Search code examples
phphtmlcssscreen-scraping

Download web page with images and stylesheets and (optionally) E-mailing it


I need to make snapshots of web pages programmatically using PHP and get them into a HTML E-Mail.

I tried wget --page-requisites. It downloads everything all right, but it doesn't change the HTML page's source code to point to the downloaded files rather than the on-line originals. Also, that HTML is of course a long way from being displayed properly in a HTML E-Mail.

I am interested to know whether there are ready-made solutions for this. I would already be happy with a solution that takes a HTML snapshot and changes the HTML accordingly. Being able to E-Mail it would be the icing on the cake.

I control the web pages being snapshot, so I have the possibility to adjust the content to optimize the results.

My server-side platform is PHP but with very liberal settings, I can execute things like wget and Perl scripts from within PHP. I do however not have root access and can not install additional packages or programs.

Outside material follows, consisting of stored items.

PR #2708, opened 2023-11-01
More precise falsey isset()

staabm:
split off parts out from https://github.com/phpstan/phpstan-src/pull/2657 since it gets too complicated.

lets do it one step at a time instead

### DIFF
--- a/src/Analyser/TypeSpecifier.php
+++ b/src/Analyser/TypeSpecifier.php
@@ -67,11 +67,9 @@ use PHPStan\Type\Type;
 use PHPStan\Type\TypeCombinator;
 use PHPStan\Type\TypeTraverser;
 use PHPStan\Type\UnionType;
-use function array_filter;
 use function array_key_exists;
 use function array_map;
 use function array_merge;
-use function array_reduce;
 use function array_reverse;
 use function count;
 use function in_array;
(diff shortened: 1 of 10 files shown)


src/Analyser/TypeSpecifier.php
```diff
@@ -681,14 +679,35 @@ public function specifyTypesInCondition(
...
+				foreach ($expr->vars as $var) {
+					$isset = $scope->issetCheck($var, static fn () => true);
+
+					if ($isset !== true) {
+						continue;
+					}
+
+					$type = $scope->getType($var);
+					if (
+						!$var instanceof Expr\Variable ||
```
ondrejmirtes: I'm not sure what's special about `Variable` that it needs to be mentioned in this condition, it's usually a red flag.

ondrejmirtes (changes requested):

src/Analyser/TypeSpecifier.php
staabm: Its the first step to get this better as before. 

Isset on variable is a very common case. I will make this more general in followups

ondrejmirtes: Please make this correct now, it's the right time to do it. The logic is correct when there is no special handling of a specific expr types.

src/Analyser/TypeSpecifier.php
```diff
@@ -681,14 +679,34 @@ public function specifyTypesInCondition(
...
+				foreach ($expr->vars as $var) {
+					$isset = $scope->issetCheck($var, static fn () => true);
+
+					if ($isset !== true) {
+						continue;
+					}
+
+					$type = $scope->getType($var);
+					if (
+						!$type instanceof MixedType && !TypeCombinator::containsNull($type)
```
ondrejmirtes: `!$type instanceof MixedType && ` doesn't need to be there as `TypeCombinator::containsNull` will never return `true` for `MixedType`

ondrejmirtes (changes requested):

src/Analyser/TypeSpecifier.php
staabm: without this explicit `MixedType` check the 

```
function mixedIsset(mixed $m): void
{
	if (isset($m)) {
		assertType("mixed~null", $m);
	} else {
		assertType("null", $m);
	}
}
```

case will not succeed. I turned the conditions arround, maybe its more readable now.

ondrejmirtes:
I knew deep down the condition really wasn't needed. `instanceof` of a specific type is also usually a red flag: https://github.com/phpstan/phpstan-src/pull/2708/commits/001ad45ab5f11aba6baffba512aad56f9ccc740a

ondrejmirtes:
Thank you.

staabm:
awesome, thanks!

The task is to make a snapshot of a product page each time somebody places an order, so there is documentation about what the page looked like at the time.


Solution

  • wget has a -k (--convert-links) option, which will convert both links and references to embedded content (like images). See e.g. wget advanced use (also here).

    For the email-part of your question - I'm sure you can use one of the existing libraries. For example, PHP has some PEAR package (do no remember the exact name) to handle HTML emails; I'm pretty sure both Perl and Python have something similar.